# LISTED ENTRIES:

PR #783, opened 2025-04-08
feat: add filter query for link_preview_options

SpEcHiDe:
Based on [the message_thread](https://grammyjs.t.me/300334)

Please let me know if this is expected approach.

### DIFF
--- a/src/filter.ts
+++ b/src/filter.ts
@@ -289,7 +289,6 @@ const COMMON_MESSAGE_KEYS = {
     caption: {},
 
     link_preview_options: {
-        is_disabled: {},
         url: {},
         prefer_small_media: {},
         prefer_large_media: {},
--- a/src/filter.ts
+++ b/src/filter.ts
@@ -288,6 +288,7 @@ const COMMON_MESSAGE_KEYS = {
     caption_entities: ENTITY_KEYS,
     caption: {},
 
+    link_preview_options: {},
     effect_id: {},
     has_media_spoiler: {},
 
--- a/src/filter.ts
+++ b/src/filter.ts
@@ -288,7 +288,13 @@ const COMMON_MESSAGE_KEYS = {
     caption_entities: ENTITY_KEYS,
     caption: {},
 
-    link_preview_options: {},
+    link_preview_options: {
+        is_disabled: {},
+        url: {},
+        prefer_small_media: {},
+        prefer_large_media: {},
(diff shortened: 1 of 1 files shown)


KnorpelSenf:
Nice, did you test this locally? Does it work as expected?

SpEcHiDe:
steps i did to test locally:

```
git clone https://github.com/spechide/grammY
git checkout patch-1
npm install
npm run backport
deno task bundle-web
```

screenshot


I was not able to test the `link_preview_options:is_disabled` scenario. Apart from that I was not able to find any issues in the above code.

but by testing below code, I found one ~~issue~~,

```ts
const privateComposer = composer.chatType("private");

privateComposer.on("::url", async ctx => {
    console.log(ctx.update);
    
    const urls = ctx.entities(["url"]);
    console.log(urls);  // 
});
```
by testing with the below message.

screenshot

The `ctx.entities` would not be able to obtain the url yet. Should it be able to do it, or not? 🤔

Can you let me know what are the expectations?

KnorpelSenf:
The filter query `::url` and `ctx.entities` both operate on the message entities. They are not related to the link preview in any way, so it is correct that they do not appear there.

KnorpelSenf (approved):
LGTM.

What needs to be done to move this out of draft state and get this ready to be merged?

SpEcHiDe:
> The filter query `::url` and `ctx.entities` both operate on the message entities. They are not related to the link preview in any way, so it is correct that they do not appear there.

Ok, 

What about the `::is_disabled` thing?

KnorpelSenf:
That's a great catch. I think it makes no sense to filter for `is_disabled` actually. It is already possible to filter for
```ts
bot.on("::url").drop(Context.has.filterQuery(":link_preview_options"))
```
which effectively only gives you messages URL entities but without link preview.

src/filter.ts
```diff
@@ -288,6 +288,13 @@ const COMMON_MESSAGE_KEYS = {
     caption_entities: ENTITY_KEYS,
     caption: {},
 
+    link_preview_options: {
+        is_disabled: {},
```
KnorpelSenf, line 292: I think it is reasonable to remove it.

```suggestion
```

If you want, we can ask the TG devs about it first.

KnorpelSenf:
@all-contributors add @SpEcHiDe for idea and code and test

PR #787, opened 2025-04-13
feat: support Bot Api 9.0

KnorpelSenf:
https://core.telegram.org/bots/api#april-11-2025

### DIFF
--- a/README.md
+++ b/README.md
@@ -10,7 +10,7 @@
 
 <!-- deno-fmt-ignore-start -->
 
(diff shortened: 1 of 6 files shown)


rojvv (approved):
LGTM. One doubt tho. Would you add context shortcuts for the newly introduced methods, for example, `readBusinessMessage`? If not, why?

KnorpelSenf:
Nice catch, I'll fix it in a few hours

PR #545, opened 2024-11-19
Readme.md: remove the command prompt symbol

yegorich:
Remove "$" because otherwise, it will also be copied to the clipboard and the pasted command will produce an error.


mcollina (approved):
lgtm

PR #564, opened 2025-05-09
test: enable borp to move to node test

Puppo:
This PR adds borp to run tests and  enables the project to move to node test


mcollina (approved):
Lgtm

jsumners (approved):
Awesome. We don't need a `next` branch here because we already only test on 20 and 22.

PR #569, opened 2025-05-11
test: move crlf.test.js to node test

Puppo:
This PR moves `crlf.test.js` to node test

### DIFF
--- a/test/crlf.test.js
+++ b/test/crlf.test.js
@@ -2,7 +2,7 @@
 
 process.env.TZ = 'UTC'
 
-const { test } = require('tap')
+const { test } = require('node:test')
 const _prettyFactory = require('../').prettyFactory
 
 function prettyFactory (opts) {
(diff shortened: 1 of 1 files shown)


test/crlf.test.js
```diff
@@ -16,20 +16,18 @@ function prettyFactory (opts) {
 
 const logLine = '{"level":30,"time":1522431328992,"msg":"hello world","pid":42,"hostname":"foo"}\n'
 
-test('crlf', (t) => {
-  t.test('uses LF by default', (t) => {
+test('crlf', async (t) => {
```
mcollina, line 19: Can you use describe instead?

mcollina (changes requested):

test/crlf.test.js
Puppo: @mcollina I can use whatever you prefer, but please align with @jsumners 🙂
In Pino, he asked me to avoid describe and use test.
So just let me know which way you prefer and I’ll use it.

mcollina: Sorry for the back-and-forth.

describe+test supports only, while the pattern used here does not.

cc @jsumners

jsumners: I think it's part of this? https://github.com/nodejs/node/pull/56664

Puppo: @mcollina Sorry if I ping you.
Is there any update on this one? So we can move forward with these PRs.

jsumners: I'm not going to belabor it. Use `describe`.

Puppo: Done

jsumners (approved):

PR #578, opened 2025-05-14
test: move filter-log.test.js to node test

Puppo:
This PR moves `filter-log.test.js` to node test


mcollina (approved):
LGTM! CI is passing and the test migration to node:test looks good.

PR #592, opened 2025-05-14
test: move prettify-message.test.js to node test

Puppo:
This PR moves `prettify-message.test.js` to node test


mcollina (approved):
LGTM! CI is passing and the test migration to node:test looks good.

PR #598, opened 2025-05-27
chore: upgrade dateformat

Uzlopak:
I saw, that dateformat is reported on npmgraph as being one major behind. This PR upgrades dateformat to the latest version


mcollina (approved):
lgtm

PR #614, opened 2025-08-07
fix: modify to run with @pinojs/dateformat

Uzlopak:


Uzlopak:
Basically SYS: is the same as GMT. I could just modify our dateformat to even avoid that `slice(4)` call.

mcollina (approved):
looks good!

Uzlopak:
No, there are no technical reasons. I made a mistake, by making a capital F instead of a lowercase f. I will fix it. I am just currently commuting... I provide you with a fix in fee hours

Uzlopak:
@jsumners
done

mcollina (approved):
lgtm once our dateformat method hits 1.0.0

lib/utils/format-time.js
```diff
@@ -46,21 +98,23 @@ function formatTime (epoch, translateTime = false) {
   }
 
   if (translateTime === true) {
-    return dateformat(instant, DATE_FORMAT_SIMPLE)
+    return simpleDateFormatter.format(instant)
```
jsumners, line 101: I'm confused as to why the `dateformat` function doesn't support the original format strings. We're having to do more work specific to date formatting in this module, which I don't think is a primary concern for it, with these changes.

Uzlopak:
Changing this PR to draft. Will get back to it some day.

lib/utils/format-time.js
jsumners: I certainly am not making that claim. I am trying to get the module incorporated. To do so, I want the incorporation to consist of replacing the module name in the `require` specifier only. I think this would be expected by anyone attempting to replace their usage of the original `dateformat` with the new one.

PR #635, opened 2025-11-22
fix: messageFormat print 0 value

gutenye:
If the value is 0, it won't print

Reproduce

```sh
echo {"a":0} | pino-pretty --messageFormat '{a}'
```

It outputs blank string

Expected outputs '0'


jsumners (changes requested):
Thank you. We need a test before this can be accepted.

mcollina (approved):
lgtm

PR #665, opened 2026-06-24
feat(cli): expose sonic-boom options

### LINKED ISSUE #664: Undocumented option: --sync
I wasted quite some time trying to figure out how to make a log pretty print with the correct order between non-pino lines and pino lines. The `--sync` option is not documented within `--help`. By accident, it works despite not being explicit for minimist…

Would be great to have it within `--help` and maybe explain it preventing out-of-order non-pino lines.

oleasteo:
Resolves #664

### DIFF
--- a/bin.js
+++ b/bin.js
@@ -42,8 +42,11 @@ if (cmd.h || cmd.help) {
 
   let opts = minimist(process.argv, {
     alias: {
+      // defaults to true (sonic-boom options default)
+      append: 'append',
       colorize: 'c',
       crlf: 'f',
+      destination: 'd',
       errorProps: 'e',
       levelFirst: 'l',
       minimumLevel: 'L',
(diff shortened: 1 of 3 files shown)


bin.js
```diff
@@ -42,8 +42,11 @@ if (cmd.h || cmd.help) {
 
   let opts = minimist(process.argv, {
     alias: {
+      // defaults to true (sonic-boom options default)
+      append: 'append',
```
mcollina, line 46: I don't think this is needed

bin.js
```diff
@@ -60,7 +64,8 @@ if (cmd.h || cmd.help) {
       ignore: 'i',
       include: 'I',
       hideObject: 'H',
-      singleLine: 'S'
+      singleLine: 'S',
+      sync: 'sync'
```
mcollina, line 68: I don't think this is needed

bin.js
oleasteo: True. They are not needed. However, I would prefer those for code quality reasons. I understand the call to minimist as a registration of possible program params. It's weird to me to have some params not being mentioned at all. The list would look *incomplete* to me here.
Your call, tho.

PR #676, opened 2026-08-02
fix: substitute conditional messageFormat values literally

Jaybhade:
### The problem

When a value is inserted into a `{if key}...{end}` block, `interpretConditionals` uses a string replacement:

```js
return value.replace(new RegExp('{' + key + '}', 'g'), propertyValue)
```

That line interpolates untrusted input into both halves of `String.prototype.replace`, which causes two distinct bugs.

# EXERCISE:
Work through the entries, filtering for the string "oleasteo", and copy each line that holds it.

# SOLUTION:
oleasteo:
oleasteo: True. They are not needed. However, I would prefer those for code quality reasons. I understand the call to minimist as a registration of possible program params. It's weird to me to have some params not being mentioned at all. The list would look *incomplete* to me here.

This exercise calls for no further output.